» Data shown
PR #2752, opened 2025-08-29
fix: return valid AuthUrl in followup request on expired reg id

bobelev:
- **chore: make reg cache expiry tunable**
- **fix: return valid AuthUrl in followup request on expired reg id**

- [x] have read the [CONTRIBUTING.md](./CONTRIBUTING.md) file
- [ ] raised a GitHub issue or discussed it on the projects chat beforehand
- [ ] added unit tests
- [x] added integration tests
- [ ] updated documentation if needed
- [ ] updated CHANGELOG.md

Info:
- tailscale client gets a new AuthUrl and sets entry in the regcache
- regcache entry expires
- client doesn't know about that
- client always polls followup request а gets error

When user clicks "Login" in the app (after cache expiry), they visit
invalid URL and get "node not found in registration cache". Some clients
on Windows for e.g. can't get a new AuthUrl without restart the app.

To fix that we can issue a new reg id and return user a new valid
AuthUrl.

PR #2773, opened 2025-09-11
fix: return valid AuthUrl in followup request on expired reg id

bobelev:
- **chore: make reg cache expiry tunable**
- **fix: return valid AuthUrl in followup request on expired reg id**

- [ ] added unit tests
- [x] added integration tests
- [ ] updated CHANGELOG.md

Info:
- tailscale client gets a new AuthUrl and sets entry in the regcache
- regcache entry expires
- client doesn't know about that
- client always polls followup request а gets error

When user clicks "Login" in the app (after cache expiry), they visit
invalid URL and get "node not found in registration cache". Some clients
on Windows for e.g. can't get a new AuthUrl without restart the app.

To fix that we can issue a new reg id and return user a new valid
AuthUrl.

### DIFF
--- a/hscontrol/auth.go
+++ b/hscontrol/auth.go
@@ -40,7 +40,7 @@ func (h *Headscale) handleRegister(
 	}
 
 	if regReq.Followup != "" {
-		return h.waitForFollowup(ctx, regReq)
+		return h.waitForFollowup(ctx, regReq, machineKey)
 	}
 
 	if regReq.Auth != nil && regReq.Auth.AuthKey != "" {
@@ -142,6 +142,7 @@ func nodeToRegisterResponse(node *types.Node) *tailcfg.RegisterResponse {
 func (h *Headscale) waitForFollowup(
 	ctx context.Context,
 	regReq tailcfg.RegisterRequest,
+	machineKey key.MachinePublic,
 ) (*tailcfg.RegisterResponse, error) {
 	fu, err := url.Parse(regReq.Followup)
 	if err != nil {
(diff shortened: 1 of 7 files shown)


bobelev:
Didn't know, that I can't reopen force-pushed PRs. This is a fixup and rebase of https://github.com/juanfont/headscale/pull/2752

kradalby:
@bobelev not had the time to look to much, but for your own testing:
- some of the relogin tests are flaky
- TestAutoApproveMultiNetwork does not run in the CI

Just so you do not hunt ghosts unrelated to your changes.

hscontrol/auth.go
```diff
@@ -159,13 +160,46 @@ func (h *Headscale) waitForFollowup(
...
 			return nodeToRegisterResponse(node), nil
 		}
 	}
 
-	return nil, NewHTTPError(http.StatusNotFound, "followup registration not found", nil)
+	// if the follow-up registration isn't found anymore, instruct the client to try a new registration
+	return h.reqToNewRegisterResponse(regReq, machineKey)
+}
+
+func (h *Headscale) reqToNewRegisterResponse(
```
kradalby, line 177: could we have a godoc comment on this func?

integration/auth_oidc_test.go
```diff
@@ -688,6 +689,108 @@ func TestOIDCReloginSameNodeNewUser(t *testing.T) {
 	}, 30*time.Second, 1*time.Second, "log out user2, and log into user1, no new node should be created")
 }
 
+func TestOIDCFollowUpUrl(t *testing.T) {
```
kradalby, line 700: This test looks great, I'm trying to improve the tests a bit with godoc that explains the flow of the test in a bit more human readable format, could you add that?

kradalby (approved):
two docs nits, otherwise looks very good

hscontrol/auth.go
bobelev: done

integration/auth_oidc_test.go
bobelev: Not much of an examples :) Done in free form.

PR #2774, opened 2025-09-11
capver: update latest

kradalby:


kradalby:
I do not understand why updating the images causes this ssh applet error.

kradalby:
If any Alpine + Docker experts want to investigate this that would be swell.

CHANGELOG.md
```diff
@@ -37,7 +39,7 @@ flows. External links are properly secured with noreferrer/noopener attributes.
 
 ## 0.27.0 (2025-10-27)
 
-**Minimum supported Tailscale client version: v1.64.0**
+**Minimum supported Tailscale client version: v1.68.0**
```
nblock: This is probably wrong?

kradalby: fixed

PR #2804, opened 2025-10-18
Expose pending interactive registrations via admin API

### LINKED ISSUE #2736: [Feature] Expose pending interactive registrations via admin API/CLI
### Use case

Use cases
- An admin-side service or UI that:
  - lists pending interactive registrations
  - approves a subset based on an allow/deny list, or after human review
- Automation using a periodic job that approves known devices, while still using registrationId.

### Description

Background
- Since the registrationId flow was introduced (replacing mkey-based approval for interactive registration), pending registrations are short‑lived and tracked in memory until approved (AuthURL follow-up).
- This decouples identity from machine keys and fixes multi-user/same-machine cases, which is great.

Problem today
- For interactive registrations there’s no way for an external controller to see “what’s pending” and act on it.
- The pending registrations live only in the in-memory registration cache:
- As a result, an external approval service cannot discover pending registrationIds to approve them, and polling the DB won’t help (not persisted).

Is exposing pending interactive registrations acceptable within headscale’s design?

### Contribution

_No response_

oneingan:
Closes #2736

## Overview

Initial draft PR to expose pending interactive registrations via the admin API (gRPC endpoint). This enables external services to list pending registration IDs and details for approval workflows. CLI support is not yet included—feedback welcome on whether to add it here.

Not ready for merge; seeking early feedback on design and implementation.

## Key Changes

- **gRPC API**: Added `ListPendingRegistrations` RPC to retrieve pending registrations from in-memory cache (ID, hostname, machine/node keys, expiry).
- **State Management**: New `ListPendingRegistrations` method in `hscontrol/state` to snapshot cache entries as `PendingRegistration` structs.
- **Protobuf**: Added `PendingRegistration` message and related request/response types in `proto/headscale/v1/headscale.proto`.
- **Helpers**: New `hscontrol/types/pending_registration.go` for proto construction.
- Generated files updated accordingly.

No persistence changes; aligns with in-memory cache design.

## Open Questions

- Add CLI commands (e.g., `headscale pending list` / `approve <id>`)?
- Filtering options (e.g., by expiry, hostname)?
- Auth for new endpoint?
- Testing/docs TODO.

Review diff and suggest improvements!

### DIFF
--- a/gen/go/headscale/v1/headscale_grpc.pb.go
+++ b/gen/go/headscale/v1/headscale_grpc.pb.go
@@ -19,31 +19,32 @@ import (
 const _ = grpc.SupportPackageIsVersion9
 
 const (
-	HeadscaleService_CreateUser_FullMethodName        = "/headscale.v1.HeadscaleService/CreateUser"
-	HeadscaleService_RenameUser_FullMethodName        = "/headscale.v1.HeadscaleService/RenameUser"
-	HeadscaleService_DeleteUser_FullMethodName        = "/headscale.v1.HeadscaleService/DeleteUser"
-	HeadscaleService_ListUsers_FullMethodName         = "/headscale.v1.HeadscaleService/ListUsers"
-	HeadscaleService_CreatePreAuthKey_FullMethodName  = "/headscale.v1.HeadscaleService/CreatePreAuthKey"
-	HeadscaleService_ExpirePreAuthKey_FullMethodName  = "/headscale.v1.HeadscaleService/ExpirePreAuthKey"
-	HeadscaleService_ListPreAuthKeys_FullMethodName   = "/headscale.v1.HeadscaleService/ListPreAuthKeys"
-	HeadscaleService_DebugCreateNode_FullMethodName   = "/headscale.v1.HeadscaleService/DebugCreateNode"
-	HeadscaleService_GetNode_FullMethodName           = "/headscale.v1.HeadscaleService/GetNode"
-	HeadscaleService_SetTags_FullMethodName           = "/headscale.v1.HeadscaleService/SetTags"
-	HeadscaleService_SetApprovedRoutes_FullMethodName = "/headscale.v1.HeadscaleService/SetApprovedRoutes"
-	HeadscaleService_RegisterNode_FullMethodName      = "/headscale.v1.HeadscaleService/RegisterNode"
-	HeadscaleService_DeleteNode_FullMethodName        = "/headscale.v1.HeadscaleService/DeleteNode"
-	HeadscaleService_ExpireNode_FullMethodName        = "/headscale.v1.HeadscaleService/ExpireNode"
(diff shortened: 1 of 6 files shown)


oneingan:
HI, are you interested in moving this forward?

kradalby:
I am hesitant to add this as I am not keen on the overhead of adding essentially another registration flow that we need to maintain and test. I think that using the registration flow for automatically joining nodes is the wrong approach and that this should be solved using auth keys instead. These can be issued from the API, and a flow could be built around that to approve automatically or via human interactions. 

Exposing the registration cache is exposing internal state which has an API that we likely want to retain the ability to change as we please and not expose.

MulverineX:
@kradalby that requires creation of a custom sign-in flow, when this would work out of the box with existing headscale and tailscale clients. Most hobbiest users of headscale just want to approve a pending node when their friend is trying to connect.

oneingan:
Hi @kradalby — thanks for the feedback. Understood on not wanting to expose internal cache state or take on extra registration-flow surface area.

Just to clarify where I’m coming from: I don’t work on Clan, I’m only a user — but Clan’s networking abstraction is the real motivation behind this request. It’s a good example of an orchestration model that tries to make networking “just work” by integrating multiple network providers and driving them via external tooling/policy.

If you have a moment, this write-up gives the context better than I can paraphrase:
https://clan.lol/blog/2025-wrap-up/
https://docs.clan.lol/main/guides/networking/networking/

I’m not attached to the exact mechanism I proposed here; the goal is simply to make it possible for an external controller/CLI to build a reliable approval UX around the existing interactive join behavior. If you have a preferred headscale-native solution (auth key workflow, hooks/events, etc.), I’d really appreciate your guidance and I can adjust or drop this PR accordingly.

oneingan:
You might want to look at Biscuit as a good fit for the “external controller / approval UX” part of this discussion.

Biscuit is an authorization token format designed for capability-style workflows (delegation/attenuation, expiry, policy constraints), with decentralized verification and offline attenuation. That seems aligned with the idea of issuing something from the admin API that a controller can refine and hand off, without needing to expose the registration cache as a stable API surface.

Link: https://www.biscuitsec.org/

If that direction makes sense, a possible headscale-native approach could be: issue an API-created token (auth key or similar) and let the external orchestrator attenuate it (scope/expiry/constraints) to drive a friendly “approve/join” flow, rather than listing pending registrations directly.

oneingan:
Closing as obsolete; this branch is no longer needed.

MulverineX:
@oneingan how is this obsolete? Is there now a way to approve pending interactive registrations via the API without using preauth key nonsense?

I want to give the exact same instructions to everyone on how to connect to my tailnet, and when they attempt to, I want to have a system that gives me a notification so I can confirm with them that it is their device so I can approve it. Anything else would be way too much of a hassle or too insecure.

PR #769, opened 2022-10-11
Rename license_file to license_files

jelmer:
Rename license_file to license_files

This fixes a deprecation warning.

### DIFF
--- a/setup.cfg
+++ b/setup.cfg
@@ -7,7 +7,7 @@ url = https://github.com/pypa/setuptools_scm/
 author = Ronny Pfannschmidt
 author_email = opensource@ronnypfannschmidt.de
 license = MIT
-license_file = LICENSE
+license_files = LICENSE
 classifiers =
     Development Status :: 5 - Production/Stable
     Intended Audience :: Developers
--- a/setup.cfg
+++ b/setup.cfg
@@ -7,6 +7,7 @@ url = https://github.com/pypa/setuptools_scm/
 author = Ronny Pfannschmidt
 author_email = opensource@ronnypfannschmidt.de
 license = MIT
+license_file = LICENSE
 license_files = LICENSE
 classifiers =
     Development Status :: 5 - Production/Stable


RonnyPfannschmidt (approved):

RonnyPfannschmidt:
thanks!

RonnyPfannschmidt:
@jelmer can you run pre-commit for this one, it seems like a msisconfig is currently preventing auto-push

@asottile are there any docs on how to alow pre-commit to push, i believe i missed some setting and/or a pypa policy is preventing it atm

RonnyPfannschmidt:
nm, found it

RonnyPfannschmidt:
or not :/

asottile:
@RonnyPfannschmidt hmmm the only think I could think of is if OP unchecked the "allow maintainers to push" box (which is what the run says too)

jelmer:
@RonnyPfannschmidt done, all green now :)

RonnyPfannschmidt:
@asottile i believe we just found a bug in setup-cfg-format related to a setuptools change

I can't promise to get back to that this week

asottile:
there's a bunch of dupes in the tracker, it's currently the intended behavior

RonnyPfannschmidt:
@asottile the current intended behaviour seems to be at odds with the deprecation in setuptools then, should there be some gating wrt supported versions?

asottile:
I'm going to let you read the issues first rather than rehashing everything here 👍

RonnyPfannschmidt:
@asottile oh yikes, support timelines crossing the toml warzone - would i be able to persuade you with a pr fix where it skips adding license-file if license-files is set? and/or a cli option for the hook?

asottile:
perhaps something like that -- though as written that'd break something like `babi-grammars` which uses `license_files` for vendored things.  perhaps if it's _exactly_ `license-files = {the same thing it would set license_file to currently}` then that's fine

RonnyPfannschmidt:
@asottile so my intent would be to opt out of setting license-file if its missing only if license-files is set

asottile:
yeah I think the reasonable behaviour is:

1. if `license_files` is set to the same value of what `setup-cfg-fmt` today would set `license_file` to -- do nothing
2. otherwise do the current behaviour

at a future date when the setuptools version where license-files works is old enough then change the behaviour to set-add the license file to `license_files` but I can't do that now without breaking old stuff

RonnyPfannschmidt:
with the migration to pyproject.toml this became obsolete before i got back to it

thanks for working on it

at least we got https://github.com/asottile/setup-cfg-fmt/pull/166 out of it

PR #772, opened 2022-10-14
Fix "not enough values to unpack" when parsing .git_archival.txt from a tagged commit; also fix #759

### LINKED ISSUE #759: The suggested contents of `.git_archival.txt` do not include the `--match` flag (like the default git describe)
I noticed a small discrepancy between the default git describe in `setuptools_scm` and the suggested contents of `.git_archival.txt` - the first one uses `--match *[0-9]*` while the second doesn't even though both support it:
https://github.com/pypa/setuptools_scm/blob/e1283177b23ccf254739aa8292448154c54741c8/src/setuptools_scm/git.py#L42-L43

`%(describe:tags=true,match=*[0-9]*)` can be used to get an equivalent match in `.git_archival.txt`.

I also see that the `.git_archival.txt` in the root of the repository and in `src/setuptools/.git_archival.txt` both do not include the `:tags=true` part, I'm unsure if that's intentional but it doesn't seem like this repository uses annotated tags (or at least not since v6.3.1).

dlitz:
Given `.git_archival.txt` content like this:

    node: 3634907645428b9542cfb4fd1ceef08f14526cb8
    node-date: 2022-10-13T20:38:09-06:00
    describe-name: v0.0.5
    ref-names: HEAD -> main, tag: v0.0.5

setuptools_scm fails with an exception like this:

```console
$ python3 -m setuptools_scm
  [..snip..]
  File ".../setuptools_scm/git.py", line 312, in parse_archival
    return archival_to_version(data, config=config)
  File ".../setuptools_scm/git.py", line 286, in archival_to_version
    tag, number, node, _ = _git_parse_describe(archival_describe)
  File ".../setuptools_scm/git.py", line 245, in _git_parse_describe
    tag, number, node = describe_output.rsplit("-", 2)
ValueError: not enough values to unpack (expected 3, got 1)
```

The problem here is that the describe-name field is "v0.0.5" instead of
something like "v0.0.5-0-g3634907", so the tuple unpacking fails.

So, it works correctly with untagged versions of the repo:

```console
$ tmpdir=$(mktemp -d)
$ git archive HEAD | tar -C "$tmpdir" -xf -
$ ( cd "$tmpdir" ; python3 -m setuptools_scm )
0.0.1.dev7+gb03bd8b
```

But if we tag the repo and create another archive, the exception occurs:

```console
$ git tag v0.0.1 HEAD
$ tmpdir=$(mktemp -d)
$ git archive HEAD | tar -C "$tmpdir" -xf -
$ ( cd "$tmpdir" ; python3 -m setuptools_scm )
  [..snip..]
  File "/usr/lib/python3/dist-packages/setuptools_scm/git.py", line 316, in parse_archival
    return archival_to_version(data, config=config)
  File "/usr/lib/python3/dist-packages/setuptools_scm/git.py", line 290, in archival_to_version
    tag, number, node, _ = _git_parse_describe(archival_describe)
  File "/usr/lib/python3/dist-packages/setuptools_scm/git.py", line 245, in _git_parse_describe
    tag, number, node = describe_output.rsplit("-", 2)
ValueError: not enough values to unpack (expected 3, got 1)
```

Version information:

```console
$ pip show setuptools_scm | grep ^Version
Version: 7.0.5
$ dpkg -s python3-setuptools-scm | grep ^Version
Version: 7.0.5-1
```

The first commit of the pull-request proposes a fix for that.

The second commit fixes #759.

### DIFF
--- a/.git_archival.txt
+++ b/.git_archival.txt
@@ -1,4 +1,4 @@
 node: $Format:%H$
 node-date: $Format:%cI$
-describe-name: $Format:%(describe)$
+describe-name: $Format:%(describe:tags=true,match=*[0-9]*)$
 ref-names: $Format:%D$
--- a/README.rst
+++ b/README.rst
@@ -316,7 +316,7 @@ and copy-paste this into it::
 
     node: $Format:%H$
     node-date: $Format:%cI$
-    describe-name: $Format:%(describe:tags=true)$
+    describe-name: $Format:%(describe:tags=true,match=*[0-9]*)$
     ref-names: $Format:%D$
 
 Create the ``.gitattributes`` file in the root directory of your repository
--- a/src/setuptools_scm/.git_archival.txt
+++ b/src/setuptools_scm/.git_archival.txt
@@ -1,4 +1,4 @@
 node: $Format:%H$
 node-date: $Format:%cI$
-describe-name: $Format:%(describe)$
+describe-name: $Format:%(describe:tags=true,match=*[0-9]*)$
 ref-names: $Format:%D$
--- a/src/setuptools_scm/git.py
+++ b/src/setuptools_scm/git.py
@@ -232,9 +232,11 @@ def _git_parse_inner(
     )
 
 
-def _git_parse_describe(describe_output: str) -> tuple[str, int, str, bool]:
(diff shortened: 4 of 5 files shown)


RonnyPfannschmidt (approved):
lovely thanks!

» Work to be completed
Retype exactly the lines above, from the one with "- Generated files updated accordingly." through the one with "- Filtering options", inclusive.

» Answer space
- Generated files updated accordingly.

No persistence changes; aligns with in-memory cache design.

## Open Questions

- Add CLI commands (e.g., `headscale pending list` / `approve <id>`)?
- Filtering options (e.g., by expiry, hostname)?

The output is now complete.